**Directions**
Each line that contains the word "message" is to be copied from the records below.
Source information Start Marker
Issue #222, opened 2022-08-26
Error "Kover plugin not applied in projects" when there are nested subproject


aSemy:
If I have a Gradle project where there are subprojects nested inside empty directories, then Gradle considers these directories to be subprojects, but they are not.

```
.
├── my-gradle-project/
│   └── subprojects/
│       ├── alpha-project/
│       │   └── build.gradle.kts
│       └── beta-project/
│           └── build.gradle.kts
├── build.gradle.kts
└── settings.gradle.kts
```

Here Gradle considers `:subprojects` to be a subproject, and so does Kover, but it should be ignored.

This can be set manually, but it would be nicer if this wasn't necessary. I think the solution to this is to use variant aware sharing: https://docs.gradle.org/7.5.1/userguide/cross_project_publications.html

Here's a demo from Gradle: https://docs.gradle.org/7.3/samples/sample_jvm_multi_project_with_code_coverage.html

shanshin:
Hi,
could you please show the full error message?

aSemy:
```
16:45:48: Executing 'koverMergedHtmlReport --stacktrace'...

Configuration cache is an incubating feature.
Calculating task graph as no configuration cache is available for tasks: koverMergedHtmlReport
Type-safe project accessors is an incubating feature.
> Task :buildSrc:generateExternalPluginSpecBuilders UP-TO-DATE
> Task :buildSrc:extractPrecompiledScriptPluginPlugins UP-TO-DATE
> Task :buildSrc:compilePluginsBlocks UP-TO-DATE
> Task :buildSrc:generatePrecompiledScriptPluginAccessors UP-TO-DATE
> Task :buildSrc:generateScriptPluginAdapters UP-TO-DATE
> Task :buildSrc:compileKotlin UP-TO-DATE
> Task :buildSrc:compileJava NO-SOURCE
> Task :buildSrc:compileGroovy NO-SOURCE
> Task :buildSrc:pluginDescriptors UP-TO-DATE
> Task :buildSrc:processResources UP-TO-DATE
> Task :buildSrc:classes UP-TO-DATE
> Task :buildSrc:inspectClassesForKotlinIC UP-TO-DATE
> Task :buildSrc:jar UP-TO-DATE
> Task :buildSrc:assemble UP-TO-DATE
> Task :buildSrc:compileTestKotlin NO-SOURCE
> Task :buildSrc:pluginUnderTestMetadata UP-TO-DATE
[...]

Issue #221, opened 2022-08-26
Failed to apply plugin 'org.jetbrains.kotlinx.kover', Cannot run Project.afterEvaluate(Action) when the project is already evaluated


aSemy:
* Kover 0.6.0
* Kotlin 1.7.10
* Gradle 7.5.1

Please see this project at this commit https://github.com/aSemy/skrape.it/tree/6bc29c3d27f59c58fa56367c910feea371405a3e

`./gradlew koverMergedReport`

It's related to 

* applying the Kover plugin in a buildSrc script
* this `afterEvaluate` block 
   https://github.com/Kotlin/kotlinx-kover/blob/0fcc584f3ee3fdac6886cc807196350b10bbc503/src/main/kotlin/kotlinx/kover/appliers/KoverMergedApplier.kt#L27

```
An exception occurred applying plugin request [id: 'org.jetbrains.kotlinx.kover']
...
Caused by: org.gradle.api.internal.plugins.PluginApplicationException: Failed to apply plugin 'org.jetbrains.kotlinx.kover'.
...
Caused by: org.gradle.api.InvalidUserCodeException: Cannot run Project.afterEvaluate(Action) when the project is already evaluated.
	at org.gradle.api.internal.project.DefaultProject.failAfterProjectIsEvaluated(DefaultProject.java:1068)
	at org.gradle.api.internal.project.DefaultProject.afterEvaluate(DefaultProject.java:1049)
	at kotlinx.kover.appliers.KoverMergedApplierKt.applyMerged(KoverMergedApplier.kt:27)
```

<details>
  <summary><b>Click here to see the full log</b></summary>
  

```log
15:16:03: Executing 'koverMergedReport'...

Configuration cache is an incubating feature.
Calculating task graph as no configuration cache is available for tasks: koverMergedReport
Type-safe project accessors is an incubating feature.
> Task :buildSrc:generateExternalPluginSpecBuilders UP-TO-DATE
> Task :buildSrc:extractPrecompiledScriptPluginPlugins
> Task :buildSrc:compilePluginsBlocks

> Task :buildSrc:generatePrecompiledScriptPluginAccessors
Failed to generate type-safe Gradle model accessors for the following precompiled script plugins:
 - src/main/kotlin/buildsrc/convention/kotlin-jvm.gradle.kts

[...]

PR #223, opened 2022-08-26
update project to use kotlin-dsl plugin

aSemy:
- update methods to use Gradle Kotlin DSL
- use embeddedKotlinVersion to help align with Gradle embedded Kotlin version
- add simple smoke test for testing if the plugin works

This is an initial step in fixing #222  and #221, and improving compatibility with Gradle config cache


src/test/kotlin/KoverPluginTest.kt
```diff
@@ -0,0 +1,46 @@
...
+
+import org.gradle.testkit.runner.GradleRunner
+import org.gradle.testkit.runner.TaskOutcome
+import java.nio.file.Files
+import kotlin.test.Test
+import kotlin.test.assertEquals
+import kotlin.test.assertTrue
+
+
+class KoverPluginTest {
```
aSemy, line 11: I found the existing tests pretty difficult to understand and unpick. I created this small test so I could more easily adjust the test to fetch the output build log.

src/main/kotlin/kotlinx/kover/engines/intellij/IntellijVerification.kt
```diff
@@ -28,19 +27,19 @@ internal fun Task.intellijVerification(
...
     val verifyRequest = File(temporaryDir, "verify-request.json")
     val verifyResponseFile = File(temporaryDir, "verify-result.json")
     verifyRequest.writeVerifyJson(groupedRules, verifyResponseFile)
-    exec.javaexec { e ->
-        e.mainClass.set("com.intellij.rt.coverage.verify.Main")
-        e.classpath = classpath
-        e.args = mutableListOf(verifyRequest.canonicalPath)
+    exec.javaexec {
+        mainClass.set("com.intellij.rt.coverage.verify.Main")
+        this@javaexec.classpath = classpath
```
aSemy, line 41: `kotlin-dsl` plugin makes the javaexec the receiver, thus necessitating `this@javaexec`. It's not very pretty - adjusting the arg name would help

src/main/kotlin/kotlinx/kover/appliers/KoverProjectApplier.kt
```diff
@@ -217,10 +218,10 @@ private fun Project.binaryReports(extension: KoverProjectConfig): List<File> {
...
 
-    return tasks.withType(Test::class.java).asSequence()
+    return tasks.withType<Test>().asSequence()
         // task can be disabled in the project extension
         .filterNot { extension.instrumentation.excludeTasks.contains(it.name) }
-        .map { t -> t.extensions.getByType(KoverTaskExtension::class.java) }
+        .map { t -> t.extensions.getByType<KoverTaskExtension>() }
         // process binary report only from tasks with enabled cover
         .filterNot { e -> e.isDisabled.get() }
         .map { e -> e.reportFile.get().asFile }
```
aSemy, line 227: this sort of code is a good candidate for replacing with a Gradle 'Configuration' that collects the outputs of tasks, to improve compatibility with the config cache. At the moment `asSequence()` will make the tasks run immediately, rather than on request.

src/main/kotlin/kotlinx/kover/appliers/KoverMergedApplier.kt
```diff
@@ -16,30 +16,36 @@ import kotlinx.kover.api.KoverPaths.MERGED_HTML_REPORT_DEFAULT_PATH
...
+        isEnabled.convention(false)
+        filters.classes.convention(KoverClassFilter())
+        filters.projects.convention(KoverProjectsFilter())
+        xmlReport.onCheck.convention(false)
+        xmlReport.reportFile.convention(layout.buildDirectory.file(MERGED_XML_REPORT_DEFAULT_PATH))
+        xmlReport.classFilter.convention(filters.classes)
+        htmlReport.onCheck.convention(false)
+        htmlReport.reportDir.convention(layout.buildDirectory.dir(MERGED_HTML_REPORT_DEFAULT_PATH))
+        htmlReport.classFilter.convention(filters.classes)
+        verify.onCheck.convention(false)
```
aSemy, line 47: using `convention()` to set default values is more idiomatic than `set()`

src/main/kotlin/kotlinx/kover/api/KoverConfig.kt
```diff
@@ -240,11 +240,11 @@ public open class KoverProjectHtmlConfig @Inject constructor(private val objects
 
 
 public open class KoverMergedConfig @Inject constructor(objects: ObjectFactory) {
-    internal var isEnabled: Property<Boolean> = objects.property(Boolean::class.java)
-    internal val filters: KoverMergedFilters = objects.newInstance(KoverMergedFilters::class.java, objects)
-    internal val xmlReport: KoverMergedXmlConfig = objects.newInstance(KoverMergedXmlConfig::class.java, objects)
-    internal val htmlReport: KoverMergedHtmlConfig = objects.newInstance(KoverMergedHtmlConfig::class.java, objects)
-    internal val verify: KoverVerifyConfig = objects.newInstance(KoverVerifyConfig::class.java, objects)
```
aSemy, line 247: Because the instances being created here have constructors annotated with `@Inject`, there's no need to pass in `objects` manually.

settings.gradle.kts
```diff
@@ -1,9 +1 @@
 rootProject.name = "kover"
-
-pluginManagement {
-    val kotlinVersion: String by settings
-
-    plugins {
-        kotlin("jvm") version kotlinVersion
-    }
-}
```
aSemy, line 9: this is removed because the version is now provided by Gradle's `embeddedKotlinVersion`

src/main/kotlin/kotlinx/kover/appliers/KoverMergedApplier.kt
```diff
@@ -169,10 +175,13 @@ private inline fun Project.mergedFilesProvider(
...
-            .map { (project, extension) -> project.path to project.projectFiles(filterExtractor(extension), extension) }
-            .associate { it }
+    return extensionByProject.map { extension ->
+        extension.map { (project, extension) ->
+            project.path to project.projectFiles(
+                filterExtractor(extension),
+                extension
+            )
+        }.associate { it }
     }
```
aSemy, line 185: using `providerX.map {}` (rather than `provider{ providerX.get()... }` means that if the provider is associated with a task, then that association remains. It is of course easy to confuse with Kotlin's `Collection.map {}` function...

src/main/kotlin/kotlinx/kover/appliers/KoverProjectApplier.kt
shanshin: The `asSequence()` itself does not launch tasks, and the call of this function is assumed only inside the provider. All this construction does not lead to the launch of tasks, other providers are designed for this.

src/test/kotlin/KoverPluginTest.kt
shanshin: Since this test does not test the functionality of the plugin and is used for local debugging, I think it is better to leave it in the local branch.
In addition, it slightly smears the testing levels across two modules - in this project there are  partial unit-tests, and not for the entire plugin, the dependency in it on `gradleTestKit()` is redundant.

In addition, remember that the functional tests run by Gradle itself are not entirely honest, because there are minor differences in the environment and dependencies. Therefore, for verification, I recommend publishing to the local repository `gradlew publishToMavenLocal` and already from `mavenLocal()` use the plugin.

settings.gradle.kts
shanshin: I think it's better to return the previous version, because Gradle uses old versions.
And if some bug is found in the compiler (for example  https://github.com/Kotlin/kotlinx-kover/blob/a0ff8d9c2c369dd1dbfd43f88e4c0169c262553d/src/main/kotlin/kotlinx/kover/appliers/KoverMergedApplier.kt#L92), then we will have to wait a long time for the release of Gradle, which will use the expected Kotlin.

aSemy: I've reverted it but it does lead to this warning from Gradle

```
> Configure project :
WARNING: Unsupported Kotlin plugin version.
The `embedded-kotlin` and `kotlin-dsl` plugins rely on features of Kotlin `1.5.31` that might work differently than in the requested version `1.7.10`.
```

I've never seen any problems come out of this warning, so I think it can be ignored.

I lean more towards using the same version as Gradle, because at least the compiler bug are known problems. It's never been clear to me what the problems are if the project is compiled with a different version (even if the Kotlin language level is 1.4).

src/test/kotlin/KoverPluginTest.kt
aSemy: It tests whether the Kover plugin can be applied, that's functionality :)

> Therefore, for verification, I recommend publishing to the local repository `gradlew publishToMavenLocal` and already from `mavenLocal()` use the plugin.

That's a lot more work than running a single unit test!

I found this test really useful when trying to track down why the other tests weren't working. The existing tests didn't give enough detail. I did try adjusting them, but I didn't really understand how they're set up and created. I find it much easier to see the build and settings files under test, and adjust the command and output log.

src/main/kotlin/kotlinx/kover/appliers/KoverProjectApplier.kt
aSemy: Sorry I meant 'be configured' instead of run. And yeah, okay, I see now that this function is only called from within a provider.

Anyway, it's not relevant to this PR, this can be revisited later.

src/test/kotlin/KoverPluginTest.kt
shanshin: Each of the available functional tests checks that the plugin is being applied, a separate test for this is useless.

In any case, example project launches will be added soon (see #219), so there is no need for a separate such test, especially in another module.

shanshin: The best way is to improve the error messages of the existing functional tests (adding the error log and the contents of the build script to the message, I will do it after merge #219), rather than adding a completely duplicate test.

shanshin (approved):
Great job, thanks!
Source information End Marker
**Written solution**
could you please show the full error message?
shanshin: The best way is to improve the error messages of the existing functional tests (adding the error log and the contents of the build script to the message, I will do it after merge #219), rather than adding a completely duplicate test.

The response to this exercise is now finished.